The court was then faced with an application by the sub-brokers to strike out the producing brokers' claims against them for indemnity and contribution. The sub-brokers argued that according to the terms of agreement between the two brokers, the producing brokers were responsible for correcting any errors made by the sub-brokers. They further stated that their role was limited to advising on the key features of the proposed insurance cover and passing on underwriters' quotations to the producing brokers. They were not obliged to interpret or construe those quotations. Furthermore, it was the producing brokers who were solely responsible for advising the assured in relation to its insurance requirements and sub-brokers had no contact with the assured themselves.

Again, the judge did not agree. His view was that the producing brokers had a good arguable case against the sub-brokers for failing to comply with the instructions they were initially given to renew the professional indemnity cover on no worse terms than the existing cover except with the consent of the producing brokers.

The sub-brokers then argued that they owed no duty of care to the claimants. In particular, they did not assume a responsibility to the claimants, made no direct representations to them and even if they had, the claimants had not relied on those representations. The sub-brokers' case was that the terms of the sub-broking agreement precluded such an assumption of responsibility by them to the claimants.
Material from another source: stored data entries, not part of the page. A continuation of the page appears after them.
PR #606, opened 2022-05-14
Switch color remapping to delta EITP

Seon82:
The [delta_eitp](https://www.itu.int/dms_pubrec/itu-r/rec/bt/R-REC-BT.2124-0-201901-I!!PDF-E.pdf) method for color remapping should provide better results than the current color distance. Below is a comparison of different color distance functions for a more visual argument, the method currently used being luma;

image

NB: I also have an implementation of [redmean](https://en.wikipedia.org/wiki/Color_difference#sRGB) I can add to the PR if you'd rather use that one instead.

### DIFF
--- a/resources/public/include/template.js
+++ b/resources/public/include/template.js
@@ -615,7 +615,7 @@ module.exports.template = (function() {
           }
 
         float diffEITP(vec3 col1, vec3 col2) {
-          return distance(0.5*rgb2ictcp(col1) - 0.5*rgb2ictcp(col2));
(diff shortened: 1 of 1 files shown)


BlankParenthesis:
It might be best to add this as a new conversion type rather than replacing the existing one for compatibility reasons. I'm not against eventually removing the current one, but it should probably stay for now and new conversions should also get appropriate names.

Doxylamin:
PR seems stale and hasn't been updated after being requested to review.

The judge rejected these arguments and found that the sub-broking agreement was designed to prevent the sub-brokers from competing directly with the producing brokers. It was not intended to prevent a tortious relationship arising between the sub-brokers and the assured. It did not negative a duty of care owed by the sub-brokers to the claimants to exercise reasonable care in placing the renewed cover on the instructions of the producing brokers.
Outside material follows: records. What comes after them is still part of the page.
PR #610, opened 2022-07-16
Adding Swedish translations to the site

Temriel:
Should be all of them except those not featured in the document

### DIFF
--- a/po/Localization_sv.po
+++ b/po/Localization_sv.po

The substantive case in the above matter has yet to be heard so it is not presently clear what proportion of liability each of the brokers might have to bear. However, in another recent case, "Darryl Fisk v Brian Thornhill" [2007] EWCA Civ. 152, the placing broker was held by the Court of Appeal to be liable for a contribution of 25% of the damages paid by the producing broker to the claimants. In that case, both brokers were criticised by the court for relying on outdated information regarding the construction of the building in question. The answers provided in the proposal form regarding the building's construction were unclear and incomplete and when the cover was placed with different insurers the following year, the placing broker gave a warranty to the effect that the building was of standard construction, which it was not. When the building was damaged by a flood and underwriters refused cover, the assured sued the producing broker and recovered damages. He then in turn sued the placing broker and recovered a 25% contribution.
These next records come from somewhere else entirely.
PR #642, opened 2023-02-23
Bleeped out the n-word

zulujive:
I think this is probably best for this to be enabled by default, there's no reason why the n-word should be spelled out fully like that.


zulujive:
Take that back, this code is flawed, DON'T USE IT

Whilst the extent of fault may be difficult to determine with regard to each broker, the courts are apparently willing to attribute and apportion liability where they deem it appropriate. Therefore, even where a sub-broker is not directly instructed by the assured, he remains exposed if he takes steps which could prejudice the assured.

The content of this article is intended to provide a general guide to the subject matter. Specialist advice should be sought about your specific circumstances.